● TASK GOAL
In the records that follow, the lines from the one containing "mapped in C1 |" to the one containing "PASS | sole", inclusive, are to be given again exactly.

####################

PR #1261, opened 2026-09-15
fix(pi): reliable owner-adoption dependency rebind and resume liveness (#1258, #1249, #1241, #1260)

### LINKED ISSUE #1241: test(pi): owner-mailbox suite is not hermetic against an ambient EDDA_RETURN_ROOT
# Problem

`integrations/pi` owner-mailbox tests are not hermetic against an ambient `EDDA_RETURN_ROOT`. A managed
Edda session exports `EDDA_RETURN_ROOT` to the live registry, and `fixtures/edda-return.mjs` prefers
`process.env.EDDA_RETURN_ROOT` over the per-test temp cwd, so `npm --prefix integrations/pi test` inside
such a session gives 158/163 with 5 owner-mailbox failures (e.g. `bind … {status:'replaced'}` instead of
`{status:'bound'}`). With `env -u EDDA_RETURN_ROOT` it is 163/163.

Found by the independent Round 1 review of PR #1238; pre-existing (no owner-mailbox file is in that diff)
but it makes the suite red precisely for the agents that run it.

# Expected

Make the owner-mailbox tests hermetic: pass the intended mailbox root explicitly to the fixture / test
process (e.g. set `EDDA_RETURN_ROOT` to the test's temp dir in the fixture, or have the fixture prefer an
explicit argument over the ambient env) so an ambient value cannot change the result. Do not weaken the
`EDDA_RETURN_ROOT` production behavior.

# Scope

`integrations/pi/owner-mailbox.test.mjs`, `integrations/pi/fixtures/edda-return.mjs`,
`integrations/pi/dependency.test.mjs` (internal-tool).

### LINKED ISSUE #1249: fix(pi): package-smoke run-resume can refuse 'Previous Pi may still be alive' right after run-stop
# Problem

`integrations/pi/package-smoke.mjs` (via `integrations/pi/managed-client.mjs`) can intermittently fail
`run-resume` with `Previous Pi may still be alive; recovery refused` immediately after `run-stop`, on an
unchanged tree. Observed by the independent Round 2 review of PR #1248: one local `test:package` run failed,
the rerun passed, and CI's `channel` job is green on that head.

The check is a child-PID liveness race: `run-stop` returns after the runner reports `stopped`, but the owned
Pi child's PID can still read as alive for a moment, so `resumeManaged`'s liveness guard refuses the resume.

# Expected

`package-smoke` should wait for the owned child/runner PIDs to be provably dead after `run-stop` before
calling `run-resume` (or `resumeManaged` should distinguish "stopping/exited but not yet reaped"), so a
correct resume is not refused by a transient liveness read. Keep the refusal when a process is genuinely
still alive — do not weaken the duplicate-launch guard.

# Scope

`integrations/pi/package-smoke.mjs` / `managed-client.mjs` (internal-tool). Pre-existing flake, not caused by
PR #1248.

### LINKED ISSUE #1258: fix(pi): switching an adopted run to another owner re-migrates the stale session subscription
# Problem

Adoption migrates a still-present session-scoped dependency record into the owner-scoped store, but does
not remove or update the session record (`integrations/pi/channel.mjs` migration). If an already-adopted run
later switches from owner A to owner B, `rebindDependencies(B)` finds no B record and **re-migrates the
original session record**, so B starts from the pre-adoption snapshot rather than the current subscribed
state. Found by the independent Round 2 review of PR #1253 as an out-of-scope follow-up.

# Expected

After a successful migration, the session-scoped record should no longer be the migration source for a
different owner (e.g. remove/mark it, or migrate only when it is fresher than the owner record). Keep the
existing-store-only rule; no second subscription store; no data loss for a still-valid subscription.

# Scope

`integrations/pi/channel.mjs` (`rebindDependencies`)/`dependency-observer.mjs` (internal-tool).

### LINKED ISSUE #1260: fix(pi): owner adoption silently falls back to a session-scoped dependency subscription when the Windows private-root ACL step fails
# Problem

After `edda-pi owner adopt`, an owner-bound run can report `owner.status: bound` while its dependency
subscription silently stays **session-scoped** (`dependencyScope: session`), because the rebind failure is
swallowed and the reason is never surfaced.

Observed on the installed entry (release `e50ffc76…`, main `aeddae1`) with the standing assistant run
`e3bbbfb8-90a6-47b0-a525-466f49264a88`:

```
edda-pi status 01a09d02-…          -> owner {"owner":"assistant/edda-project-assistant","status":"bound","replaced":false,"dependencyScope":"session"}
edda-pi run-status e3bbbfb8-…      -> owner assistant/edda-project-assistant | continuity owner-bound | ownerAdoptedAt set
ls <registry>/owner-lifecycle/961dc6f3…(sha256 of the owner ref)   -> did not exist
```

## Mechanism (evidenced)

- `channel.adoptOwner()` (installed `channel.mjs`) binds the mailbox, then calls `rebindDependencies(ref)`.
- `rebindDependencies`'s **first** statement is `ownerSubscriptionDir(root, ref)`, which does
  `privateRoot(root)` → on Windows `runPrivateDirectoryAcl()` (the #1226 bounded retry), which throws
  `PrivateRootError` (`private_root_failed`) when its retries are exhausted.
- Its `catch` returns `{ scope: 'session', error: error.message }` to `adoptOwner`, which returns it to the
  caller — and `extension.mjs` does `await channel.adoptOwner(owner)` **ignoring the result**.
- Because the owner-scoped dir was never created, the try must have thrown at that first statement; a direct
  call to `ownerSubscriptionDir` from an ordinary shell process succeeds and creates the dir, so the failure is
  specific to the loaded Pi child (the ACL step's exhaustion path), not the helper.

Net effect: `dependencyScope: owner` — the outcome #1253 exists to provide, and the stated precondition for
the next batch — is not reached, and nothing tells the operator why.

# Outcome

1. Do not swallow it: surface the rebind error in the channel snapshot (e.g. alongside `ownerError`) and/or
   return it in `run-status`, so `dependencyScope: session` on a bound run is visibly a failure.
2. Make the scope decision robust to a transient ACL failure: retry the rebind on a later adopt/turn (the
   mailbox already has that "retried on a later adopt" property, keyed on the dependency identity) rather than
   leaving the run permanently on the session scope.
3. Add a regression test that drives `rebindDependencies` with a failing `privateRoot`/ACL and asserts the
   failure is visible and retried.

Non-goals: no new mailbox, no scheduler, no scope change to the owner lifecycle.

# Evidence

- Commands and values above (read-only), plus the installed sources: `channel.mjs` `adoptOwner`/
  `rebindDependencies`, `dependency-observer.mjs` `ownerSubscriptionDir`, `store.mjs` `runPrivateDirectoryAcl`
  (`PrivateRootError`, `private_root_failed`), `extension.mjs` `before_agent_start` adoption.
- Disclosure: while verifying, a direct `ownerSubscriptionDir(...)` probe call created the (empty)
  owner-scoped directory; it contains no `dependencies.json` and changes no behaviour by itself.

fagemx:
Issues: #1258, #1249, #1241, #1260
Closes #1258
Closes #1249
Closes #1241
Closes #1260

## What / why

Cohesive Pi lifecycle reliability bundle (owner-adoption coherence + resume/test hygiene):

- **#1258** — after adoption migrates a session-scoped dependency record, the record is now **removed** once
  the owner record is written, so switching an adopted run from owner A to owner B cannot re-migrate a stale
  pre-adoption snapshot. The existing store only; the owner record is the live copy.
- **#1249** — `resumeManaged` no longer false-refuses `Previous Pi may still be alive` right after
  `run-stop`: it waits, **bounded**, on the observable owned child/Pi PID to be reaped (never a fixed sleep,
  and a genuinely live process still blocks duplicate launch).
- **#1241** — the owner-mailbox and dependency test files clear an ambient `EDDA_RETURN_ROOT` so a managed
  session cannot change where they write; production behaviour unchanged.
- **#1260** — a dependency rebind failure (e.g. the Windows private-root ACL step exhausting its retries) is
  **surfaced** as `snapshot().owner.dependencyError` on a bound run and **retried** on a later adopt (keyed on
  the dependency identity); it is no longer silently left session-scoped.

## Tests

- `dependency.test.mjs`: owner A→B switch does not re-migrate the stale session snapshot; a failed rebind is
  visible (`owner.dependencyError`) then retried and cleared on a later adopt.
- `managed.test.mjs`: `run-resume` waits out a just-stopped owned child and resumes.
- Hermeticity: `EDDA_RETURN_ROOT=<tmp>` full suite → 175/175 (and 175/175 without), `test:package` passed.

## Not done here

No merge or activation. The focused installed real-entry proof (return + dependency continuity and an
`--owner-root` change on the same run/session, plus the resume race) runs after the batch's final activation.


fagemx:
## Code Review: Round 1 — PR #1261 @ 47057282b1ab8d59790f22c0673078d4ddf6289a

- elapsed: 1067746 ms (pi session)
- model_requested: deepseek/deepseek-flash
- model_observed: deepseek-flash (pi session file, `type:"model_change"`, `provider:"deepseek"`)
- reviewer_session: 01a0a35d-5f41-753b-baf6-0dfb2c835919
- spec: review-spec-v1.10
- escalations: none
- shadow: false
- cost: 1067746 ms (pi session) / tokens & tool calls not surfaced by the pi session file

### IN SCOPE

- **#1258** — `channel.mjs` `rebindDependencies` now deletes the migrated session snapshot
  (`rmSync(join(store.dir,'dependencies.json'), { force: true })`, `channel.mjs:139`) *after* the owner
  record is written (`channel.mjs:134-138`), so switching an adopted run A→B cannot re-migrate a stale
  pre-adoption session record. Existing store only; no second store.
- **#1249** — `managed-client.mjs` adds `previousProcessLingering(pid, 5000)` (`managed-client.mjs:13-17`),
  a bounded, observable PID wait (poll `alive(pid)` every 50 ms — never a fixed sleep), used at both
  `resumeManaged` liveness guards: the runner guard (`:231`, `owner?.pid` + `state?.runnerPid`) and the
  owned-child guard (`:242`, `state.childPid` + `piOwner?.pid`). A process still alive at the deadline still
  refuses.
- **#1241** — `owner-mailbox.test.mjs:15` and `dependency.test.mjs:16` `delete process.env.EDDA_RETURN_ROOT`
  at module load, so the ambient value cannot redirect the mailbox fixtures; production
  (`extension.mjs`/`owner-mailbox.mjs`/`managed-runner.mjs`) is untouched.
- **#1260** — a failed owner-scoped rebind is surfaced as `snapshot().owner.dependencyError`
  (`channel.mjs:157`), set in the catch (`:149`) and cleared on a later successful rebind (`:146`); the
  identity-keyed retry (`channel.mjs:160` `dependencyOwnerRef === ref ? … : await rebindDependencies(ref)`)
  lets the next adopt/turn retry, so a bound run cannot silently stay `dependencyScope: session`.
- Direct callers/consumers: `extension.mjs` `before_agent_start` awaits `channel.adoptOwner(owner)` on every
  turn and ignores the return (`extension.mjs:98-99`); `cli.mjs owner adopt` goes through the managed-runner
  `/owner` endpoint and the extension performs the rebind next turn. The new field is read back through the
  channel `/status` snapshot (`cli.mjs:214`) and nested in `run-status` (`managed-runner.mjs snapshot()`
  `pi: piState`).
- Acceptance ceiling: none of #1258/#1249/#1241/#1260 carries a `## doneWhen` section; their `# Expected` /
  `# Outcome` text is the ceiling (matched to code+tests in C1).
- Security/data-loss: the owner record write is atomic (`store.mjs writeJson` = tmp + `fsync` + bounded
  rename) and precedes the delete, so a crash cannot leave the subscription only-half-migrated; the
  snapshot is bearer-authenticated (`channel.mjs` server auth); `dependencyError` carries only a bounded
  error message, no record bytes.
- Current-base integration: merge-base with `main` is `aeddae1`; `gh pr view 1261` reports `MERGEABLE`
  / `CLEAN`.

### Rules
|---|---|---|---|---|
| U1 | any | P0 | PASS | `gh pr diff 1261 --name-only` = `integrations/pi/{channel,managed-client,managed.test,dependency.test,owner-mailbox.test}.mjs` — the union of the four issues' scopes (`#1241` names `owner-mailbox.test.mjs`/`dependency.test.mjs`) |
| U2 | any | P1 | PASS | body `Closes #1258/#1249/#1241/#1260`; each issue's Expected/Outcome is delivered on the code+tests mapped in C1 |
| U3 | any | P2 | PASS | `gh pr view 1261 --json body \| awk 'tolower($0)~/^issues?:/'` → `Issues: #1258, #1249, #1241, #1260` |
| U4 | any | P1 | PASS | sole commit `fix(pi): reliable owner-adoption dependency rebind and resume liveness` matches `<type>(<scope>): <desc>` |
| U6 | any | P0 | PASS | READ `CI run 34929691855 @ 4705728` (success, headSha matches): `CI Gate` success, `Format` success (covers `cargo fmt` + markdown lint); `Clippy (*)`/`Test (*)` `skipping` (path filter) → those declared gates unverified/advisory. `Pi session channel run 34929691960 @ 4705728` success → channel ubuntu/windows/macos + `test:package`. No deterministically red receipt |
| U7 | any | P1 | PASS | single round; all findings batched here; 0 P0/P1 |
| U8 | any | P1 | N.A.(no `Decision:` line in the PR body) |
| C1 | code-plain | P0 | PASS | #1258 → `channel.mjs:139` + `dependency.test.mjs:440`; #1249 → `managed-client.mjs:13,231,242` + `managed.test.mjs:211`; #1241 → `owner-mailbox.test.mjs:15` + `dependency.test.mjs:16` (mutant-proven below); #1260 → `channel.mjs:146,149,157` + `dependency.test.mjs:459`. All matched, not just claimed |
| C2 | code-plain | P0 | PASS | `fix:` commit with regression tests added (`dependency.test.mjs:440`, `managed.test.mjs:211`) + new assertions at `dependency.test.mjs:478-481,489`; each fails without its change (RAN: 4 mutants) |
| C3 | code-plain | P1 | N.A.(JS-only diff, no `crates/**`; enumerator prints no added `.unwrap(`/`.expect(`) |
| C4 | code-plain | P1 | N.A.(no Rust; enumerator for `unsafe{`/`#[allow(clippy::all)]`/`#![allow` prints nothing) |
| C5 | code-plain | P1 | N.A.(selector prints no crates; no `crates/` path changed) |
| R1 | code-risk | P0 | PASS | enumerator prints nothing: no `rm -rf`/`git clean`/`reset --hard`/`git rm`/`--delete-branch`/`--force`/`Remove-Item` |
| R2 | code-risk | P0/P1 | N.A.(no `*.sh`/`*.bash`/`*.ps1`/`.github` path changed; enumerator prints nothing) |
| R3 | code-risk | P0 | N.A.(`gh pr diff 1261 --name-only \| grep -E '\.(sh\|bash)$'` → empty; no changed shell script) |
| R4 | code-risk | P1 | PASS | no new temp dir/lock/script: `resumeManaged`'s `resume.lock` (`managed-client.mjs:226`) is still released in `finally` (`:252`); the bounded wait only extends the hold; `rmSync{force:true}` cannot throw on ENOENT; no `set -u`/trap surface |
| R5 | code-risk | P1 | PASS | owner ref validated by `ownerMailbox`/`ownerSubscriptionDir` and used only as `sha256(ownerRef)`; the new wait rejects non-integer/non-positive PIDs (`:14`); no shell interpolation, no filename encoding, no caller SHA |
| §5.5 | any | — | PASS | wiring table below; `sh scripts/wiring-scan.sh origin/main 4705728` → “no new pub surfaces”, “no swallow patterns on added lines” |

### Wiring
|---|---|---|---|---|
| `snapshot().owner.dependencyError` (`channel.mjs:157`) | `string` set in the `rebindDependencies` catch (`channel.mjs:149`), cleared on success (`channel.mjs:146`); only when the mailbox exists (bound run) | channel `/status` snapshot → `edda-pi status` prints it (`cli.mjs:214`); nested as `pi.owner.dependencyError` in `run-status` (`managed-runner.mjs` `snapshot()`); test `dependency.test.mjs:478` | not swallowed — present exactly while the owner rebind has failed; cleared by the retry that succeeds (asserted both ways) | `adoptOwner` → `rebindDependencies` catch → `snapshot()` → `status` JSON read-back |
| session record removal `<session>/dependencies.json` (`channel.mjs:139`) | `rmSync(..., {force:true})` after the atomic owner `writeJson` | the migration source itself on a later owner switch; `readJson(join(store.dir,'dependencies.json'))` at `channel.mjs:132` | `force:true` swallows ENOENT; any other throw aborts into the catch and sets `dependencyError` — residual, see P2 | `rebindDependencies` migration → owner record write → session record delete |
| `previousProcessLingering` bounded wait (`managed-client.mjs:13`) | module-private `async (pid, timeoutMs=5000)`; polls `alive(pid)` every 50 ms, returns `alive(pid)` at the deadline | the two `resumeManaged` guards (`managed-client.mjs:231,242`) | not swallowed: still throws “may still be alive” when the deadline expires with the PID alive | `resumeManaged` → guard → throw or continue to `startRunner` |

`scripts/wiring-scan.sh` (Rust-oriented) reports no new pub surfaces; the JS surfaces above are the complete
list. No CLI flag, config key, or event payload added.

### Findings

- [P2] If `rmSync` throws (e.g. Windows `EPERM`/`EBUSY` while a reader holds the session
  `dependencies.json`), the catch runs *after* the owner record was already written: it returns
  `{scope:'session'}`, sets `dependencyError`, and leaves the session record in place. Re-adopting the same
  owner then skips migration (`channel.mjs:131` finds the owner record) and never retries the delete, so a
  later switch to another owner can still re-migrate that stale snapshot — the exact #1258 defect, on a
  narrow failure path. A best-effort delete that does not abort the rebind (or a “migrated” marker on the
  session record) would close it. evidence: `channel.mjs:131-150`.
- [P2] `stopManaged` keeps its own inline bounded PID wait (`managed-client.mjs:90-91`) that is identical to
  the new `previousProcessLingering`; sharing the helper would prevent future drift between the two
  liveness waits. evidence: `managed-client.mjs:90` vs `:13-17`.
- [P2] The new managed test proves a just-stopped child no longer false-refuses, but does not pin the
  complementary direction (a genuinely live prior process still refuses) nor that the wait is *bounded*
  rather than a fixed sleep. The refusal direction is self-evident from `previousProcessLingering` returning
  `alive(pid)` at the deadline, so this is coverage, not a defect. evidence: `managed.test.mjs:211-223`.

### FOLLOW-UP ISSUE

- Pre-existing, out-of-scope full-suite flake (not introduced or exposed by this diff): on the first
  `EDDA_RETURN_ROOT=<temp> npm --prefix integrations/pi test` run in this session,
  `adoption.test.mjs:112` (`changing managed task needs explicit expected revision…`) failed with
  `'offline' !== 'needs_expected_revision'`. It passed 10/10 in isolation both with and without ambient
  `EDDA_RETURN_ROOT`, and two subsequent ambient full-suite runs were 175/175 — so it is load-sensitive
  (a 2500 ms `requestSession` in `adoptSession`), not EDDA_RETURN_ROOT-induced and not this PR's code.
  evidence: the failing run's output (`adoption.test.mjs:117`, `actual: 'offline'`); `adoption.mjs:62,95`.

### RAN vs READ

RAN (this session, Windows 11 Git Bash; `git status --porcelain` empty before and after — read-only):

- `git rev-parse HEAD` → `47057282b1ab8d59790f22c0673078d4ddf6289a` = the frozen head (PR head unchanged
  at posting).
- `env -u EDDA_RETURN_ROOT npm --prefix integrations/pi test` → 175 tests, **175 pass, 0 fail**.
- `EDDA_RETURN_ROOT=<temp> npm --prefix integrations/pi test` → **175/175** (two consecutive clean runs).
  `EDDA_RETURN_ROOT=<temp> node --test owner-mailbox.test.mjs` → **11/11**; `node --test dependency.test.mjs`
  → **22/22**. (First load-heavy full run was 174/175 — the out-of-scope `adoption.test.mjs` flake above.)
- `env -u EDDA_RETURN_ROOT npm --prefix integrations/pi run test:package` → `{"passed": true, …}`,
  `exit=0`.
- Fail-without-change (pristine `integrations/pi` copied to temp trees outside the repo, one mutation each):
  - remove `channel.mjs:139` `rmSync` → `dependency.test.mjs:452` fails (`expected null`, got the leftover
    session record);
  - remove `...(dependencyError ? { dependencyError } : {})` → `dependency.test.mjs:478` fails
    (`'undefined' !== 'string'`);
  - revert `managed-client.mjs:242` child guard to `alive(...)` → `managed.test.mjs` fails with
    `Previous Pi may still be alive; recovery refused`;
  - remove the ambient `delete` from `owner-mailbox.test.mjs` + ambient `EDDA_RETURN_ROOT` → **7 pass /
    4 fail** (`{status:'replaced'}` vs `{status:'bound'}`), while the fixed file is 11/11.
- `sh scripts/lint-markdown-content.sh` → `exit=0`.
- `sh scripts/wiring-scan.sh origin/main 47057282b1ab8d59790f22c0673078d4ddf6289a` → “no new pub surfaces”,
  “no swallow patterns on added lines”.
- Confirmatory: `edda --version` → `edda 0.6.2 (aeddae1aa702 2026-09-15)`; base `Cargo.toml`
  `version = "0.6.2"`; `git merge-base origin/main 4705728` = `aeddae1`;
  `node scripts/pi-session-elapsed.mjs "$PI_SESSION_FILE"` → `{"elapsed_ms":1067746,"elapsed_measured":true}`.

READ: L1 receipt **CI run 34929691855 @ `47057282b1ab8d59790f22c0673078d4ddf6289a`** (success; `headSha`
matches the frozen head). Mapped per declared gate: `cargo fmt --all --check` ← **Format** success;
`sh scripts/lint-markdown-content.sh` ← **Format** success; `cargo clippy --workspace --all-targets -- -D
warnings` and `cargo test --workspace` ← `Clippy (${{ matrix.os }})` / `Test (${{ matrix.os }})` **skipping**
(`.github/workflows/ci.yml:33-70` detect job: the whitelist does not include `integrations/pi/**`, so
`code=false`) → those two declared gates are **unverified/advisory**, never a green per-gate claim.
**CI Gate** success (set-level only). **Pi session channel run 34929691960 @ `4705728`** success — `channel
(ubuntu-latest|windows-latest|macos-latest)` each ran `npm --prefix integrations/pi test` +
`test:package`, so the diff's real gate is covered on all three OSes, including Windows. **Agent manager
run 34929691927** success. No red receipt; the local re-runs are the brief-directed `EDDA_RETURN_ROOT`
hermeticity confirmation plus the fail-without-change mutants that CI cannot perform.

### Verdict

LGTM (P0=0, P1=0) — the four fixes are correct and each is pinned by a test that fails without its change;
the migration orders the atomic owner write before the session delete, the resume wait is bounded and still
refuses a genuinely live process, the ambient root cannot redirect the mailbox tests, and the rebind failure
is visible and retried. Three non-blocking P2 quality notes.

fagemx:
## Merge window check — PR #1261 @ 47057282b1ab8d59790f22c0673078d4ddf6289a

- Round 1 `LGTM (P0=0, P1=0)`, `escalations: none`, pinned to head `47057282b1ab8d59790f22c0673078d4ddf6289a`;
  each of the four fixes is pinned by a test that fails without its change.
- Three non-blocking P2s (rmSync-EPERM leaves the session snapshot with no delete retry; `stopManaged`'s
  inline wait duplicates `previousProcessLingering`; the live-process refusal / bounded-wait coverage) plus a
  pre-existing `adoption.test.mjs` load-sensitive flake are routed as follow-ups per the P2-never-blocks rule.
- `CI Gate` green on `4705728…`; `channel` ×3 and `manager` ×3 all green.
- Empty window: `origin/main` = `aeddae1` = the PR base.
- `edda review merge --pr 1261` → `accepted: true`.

####################

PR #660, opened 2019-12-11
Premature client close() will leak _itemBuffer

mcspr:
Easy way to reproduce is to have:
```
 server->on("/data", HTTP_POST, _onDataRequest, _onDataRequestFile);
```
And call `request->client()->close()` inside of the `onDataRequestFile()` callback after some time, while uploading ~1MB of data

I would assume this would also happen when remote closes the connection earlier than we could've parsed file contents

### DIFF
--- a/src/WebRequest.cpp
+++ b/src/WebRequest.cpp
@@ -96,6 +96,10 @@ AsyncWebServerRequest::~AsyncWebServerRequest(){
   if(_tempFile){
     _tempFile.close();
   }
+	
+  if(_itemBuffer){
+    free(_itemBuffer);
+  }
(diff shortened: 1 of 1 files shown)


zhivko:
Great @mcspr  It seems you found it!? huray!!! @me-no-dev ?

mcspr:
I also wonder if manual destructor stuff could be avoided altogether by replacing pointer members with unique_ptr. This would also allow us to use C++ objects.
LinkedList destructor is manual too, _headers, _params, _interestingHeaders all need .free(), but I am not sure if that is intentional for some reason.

####################

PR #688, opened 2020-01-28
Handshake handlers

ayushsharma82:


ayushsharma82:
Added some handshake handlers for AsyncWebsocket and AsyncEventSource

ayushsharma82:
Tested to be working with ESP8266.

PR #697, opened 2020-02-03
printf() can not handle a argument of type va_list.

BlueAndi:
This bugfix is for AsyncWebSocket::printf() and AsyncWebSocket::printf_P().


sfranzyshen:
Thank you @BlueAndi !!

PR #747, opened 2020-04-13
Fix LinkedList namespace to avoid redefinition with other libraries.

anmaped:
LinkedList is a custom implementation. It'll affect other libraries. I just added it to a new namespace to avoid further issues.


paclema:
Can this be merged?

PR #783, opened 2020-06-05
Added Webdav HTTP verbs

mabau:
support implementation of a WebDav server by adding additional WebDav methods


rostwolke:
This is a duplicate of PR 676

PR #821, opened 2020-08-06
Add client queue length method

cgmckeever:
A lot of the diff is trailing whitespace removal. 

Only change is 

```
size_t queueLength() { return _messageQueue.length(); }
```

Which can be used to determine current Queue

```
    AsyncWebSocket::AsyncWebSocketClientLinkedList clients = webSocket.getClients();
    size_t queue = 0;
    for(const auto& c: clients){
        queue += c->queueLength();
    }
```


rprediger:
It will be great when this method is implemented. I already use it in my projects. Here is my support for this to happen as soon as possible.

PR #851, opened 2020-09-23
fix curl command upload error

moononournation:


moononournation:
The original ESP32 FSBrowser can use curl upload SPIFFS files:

####################

● SOLUTION FOR THIS EXERCISE
| U2 | any | P1 | PASS | body `Closes #1258/#1249/#1241/#1260`; each issue's Expected/Outcome is delivered on the code+tests mapped in C1 |
| U3 | any | P2 | PASS | `gh pr view 1261 --json body \| awk 'tolower($0)~/^issues?:/'` → `Issues: #1258, #1249, #1241, #1260` |
| U4 | any | P1 | PASS | sole commit `fix(pi): reliable owner-adoption dependency rebind and resume liveness` matches `<type>(<scope>): <desc>` |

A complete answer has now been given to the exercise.